§ Task instructions
Take the listing below and print exactly the lines starting at the line containing "pasinponsww, line 45: Add" and ending at the line containing "pasinponsww: So this", both ends included, and no others.

§ Entries shown
PR #124, opened 2026-05-06
jc-crc

### LINKED ISSUE #120: CRC Driver
Data Framing 

[ID][LENGTH][PAYLOAD][CRC]

ioseph01:


common/drivers/checksum/crc.h
```diff
@@ -0,0 +1,30 @@
...
+public:
+    /**
+   * @brief Compute checksum from data
+   * 
+   * @param data block of memory to compute on
+   * @return true if successful, false otherwise
+   */
+    virtual bool compute(std::span<uint8_t> data) = 0;
+    // virtual bool compute(std::span<uint16_t> data) = 0;
+    // Idk what sizes we use yet, I do uint8_t for now
```
pasinponsww: Make it scalable so you can pass a 7, uint8_t size, 16, 32, etc. 

Image

common/drivers/platform/stm32h7/st_crc.h
```diff
@@ -0,0 +1,81 @@
...
+    WORD
+};
+
+enum class CrcPolySize : uint8_t
+{
+    BIT_SIZE_32 = 0,
+    BIT_SIZE_16,
+    BIT_SIZE_8,
+    BIT_SIZE_7
+};
```
pasinponsww, line 46: Don't forgot doc strings! and their are a different mode of operation assuming that make it scalable where the users be able to switching between modes as well polynomial, and normal CRC fixed size.

common/drivers/platform/stm32h7/st_crc.cc
```diff
@@ -0,0 +1,58 @@
...
+    : base_addr{params_.base_addr},
+      settings{params_.settings},
+      inital_crc{params_.initial_crc},
+      generator_polynomial{params_.generator_polynomial}
+{
+}
+
+bool HwCrc::init()
+{
+    // REV OUT, REV IN, POLYSIZE
```
pasinponsww, line 45: Add edge cases handling for timer too apparently it's only operate at 32-bit AHB bus only

Image

pasinponsww (changes requested):
Some a little bit changes need to be make!

ioseph01:
Screenshot 2026-05-15 182103

pasinponsww (approved):
LGTM! just need to test it on the actual hardware!

ioseph01:
Max breakpoints for me while debugging was like 6 so be careful of that when testing it out.
Screenshot 2026-06-05 162656
Screenshot 2026-06-05 162713
Screenshot 2026-06-05 162733

ioseph01:
Test case 2
Screenshot 2026-06-05 170334

Screenshot 2026-06-05 170322
Screenshot 2026-06-05 170243

app/crc_test/main.cc
```diff
@@ -0,0 +1,59 @@
...
+        hw.crc.compare(std::span(data16_2), kActualCrc_2);
+        for (volatile uint32_t i = 0; i < 100000; i++);
+
+        /* uint32_t test */
+
+        hw.crc.compare(std::span(data32_1), kActualCrc_1);
+        for (volatile uint32_t i = 0; i < 100000; i++);
+
+        hw.crc.compare(std::span(data32_2), kActualCrc_2);
+        for (volatile uint32_t i = 0; i < 100000; i++);
```
pasinponsww: So this is working on theory of the software level do you think you can test this with the mock uart where you have the tx and feed it back to your own nucleo board in the rx. 

you can absolutely simulate a CRC error on a UART line by physically shaking or disconnecting the jumper wire while data is actively transmitting. So you can see how the noise reacts or pick up during the transmission.

And you can monitor through passing it in the serial term (write uart to the comm) or YAT monitor!

pasinponsww (changes requested):
A bit more testing and then we can merge!

ioseph01:
https://github.com/user-attachments/assets/51a51a66-76e6-4848-b317-4b8c3ac9d581

pasinponsww (approved):
LGTM! the current test is fine but once we have a chance to integrate that over to the usart-pipe we can defo test how it behaves at high-level.

PR #127, opened 2026-06-03
kh-sysclk

kentnhong:
Configurable clock tree for clock sources HSI64 MHz and HSE8 MHz. Can configure SYSCLK, CPU, HCLK, PCLK1, PCLK2, PCLK3, PCLK4 frequency as anything as long as they are under the maximum allowed frequency for their respective bus.


common/drivers/platform/stm32h7/st_sysclk.h
```diff
@@ -0,0 +1,165 @@
...
+    DIV1 = RCC_HCLK_DIV1,
+    DIV2 = RCC_HCLK_DIV2,
+    DIV4 = RCC_HCLK_DIV4,
+    DIV8 = RCC_HCLK_DIV8,
+    DIV16 = RCC_HCLK_DIV16,
+    DIV64 = RCC_HCLK_DIV64,
+    DIV128 = RCC_HCLK_DIV128,
+    DIV256 = RCC_HCLK_DIV256,
+    DIV512 = RCC_HCLK_DIV512
+};
```
pasinponsww, line 59: I understand the idea of letting the BSP manually set the prescaler, but this actually makes things harder for the user. They now have to dig through the datasheet and figure out the correct APB prescaler values themselves. It might be better to include a README template that lists all valid prescaler combinations along with a few practical examples.

pasinponsww (dismissed):

pasinponsww:
clangd this and add readme and this is done

pasinponsww (approved):
LGTM!

PR #128, opened 2026-06-06
kh-sysclk-hot-fix

pasinponsww:


pasinponsww:
**TODO:**
Fix HCIConfig and USEConfig to support stepping down the frequency. Ensure the D1 Prescaler is tested and the VCO drops accordingly when the frequency changes. Additionally, add operational modes as an option within the object's struct

kentnhong (approved):
Tested on HSI64 and HSE8_BYPASS for multiple frequencies. NOTE: If you use PLL to multiply the clock source frequency, minimum frequency allowed is 64 MHz. LGTM

pasinponsww (commented):
LGTM!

§ Exercise result
pasinponsww, line 45: Add edge cases handling for timer too apparently it's only operate at 32-bit AHB bus only

Image

pasinponsww (changes requested):
Some a little bit changes need to be make!

ioseph01:
Screenshot 2026-05-15 182103

pasinponsww (approved):
LGTM! just need to test it on the actual hardware!

ioseph01:
Max breakpoints for me while debugging was like 6 so be careful of that when testing it out.
Screenshot 2026-06-05 162656
Screenshot 2026-06-05 162713
Screenshot 2026-06-05 162733

ioseph01:
Test case 2
Screenshot 2026-06-05 170334

Screenshot 2026-06-05 170322
Screenshot 2026-06-05 170243

app/crc_test/main.cc
```diff
@@ -0,0 +1,59 @@
...
+        hw.crc.compare(std::span(data16_2), kActualCrc_2);
+        for (volatile uint32_t i = 0; i < 100000; i++);
+
+        /* uint32_t test */
+
+        hw.crc.compare(std::span(data32_1), kActualCrc_1);
+        for (volatile uint32_t i = 0; i < 100000; i++);
+
+        hw.crc.compare(std::span(data32_2), kActualCrc_2);
+        for (volatile uint32_t i = 0; i < 100000; i++);
```
pasinponsww: So this is working on theory of the software level do you think you can test this with the mock uart where you have the tx and feed it back to your own nucleo board in the rx. 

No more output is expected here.